12 thoughts on “Now you can make Pepsi sodas at home with your SodaStream machine”




  1. Gadgeteer Comment Policy - Please read before commenting
  2. These sort of machine should be banned. All they do is help make children addicted to sodas which is known to be a major cause of diabetes and adult obesity. Sorry for the rant!

  3. Parents make the decision what to allow their children and how much they can have. If parents allow their children to have sodas, they likely have bottles and cans of soda available in the house, at least part of the time, that the kid could access far more easily than making it with these machines. The kid certainly won’t be sneaking around and making sodas when he’s not allowed them, because this machine is too noisy for that.

    These machines are no different than a coffee maker. Simply having a Mr. Coffee machine in the house doesn’t turn a kid into a coffee fiend.

  4. I’ve got to answer you here…Kids don’t like the taste of coffee that is why they don’t drink it. Soda is completely different. It is designed for a kids tastebuds so as to make them addicted to sugar. If only all parents were strict about the amount of sodas kids can have then we wouldn’t have the looming obesity disaster we are currently facing. It’s a well know fact that soda is bad for you in any quantity, even diet sodas!

    1. @Yeppers The Gadgeteer is not the food police. The products we write about are products that interest us or are products we think will interest our readers. Granted not all of our posts will be interesting to everyone. Some people will think certain products are of no value or are too expensive (example: the Strelka ToolBook that I posted about the other day). But even the products that people complain about will help or interest someone. If only to start a discussion for alternative products. Just because we post about something doesn’t mean we are advocating that everyone should run out and buy one.

  5. We have been using various SodaStream machines since 2006…mostly to make fizzy soda flavored with lemon/lime juice or just plain. The device is simple to use and maintain. We like it because not only does it allow us to make exactly the kind of drinks we want, it also does not create the waste of commercial sodas (cans, bottles, etc).

    Eating healthy? That is a whole different discussion. Food is fuel…use up what you take in if you don’t want any to go into storage. Getting fat is an accounting issue, not a food issue.

  6. @Yeppers,
    Maybe most of the American parents like their children fat ? Apparently, that’s the same for these kids according to their critics of healthy food served at school.

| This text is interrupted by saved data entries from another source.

PR #619, opened 2025-07-28
bfg, popm: add health checks

### LINKED ISSUE #148: all: add health check listeners to each daemon
### Confirmation

### Problem

There is currently no easy way to monitor the health of the daemons when running in a containerised environment where health (readiness and liveness) matters.

### Suggested solution

It would be nice to add a health HTTP listener to the daemons that exports a small amount of health information and performs async health checks to check the overall status of the daemon.

If the daemon is unhealthy (i.e. not able to operate correctly), it should report such so that the container can be marked as unhealthy and be restarted.

### Additional Information

_No response_

marcopeereboom:
**Summary**
Fixes #148 

**Changes**
Add health checks to popm and bfg.

### DIFF
--- a/bitcoin/wallet/gozer/blockstream/blockstream.go
+++ b/bitcoin/wallet/gozer/blockstream/blockstream.go
@@ -71,8 +71,8 @@ func (bs *blockstreamGozer) BestHeightHashTime(ctx context.Context) (uint64, *ch
 		return 0, nil, timestamp, err
 	}
 	if t, ok := bi["timestamp"]; ok {
-		if ts, ok := t.(int64); ok && ts > 0 {
-			timestamp = time.Unix(ts, 0)
+		if ts, ok := t.(float64); ok && ts > 0 {
+			timestamp = time.Unix(int64(ts), 0)
 		} else {
 			return 0, nil, timestamp, fmt.Errorf("invalid timestamp")
 		}
--- a/service/bfg/bfg.go
+++ b/service/bfg/bfg.go
@@ -318,7 +318,7 @@ func (s *Server) opgethL2KeystoneValidity(ctx context.Context, hash chainhash.Ha
 	return resp, nil
 }
 
-func (s *Server) gethBestHeightHash(ctx context.Context) (uint64, *chainhash.Hash, time.Time, error) {
+func (s *Server) gethBestHeightHash(pctx context.Context) (uint64, *chainhash.Hash, time.Time, error) {
 	log.Tracef("gethBestHeightHash")
 	defer log.Tracef("gethBestHeightHash exit")
 
@@ -329,6 +329,9 @@ func (s *Server) gethBestHeightHash(ctx context.Context) (uint64, *chainhash.Has
 	if err != nil {
 		return 0, nil, t, err
 	}
+
+	ctx, cancel := context.WithTimeout(pctx, gethapi.DefaultCommandTimeout)
+	defer cancel()
 	header, err := geth.HeaderByNumber(ctx, height)
 	if err != nil {
 		return 0, nil, t, fmt.Errorf("error calling opgeth: %w", err)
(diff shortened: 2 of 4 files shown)


bitcoin/wallet/gozer/blockstream/blockstream.go
```diff
@@ -46,20 +47,43 @@ func (bs *blockstreamGozer) Connected() bool {
...
-		return 0, err
+		return 0, nil, timestamp, err
+	}
+	if t, ok := bi["timestamp"]; ok {
+		if ts, ok := t.(int64); ok && ts > 0 {
+			timestamp = time.Unix(ts, 0)
+		} else {
+			return 0, nil, timestamp, fmt.Errorf("invalid timestamp")
+		}
+	}
```
AL-CT: Shouldn't we fail if the block info doesn't have `timestamp` information? Or at least not just continue.

bitcoin/wallet/gozer/blockstream/blockstream.go
```diff
@@ -46,20 +47,43 @@ func (bs *blockstreamGozer) Connected() bool {
...
-	var height uint64
-	err = json.Unmarshal(rawHeight, &height)
+	var bi map[string]any
+	err = json.Unmarshal(blockInfo, &bi)
 	if err != nil {
-		return 0, err
+		return 0, nil, timestamp, err
+	}
+	if t, ok := bi["timestamp"]; ok {
+		if ts, ok := t.(int64); ok && ts > 0 {
```
AL-CT: As per the[ json.Unmarshal docs](https://pkg.go.dev/encoding/json#Unmarshal), I believe JSON numbers are cast to float64, so casting to int64 probably doesn't work here.

service/bfg/bfg.go
```diff
@@ -251,6 +268,28 @@ func (s *Server) opgethL2KeystoneValidity(ctx context.Context, hash chainhash.Ha
...
 }
 
+func (s *Server) gethBestHeightHash(ctx context.Context) (uint64, *chainhash.Hash, time.Time, error) {
+	log.Tracef("gethBestHeightHash")
+	defer log.Tracef("gethBestHeightHash exit")
+
+	var t time.Time
+
+	height := big.NewInt(int64(rpc.LatestBlockNumber))
+	header, err := s.opgethClient.HeaderByNumber(ctx, height)
```
AL-CT: I think it might be a good idea to create a child context with a timeout in case this call takes a long time

AL-CT: Probably should also do this on the `callOpgeth` method, or just move this there

service/popm/popm.go
```diff
@@ -658,17 +687,140 @@ func (s *Server) mine(ctx context.Context) error {
...
+}
+
+func (s *Server) gethBestHeightHash(ctx context.Context) (uint64, *chainhash.Hash, time.Time, error) {
+	log.Tracef("gethBestHeightHash")
+	defer log.Tracef("gethBestHeightHash exit")
+
+	var t time.Time
+
+	height := big.NewInt(int64(rpc.LatestBlockNumber))
+	header, err := s.opgethClient.HeaderByNumber(ctx, height)
```
AL-CT, line 736: Same as above regarding the timeout context

bitcoin/wallet/gozer/blockstream/blockstream.go
marcopeereboom: fixed

bitcoin/wallet/gozer/blockstream/blockstream.go
marcopeereboom: works

service/bfg/bfg.go
marcopeereboom: fixed

service/popm/popm.go
marcopeereboom: Fixed

AL-CT (approved):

  7. There are 24 diet flavors currently available at SodaStream, as well as many low or no calorie drinks (flavored waters, teas, etc.). It should be up to the person purchasing (i.e. parent) to make an informed decision about what they or their children drink. Manufacturers allow the consumer to decide what their caloric needs are, and will only sell product if there is a market for it. You are not forced to drink high calorie sodas if you don’t want, nor should your children if that is a concern to you. I do not currently own a SodaStream, but have thought about it. The more outside beverage manufacturers like Pepsi (and perhaps Coca-Cola in the future) look toward this market, the more SodaStream will become mainstream, and that means more appeal to people like me.

  8. Wow! I thought we all realised that informed decisions regarding where our calories come from are so rarely taken, hence the obesity issues and diabetes problems we are facing. My bad. I class these machines as dangerous for young people and great for sugar companies but I see that as a gadget site you are just informing. I thought that as a commentor I was too. Again, my bad.

  9. @Yeppers…as you stated…you were not informing, but ranting. So yeah…your bad. The machines adds carbonation to the water. Whatever else one adds after is up to the individual. BTW…not EVERYONE has an obesity/diabetes problem.

    1. I want to know more about this product, i think that this makes other diet cokes faster in houses or just a soda maker and we have to add the flavor.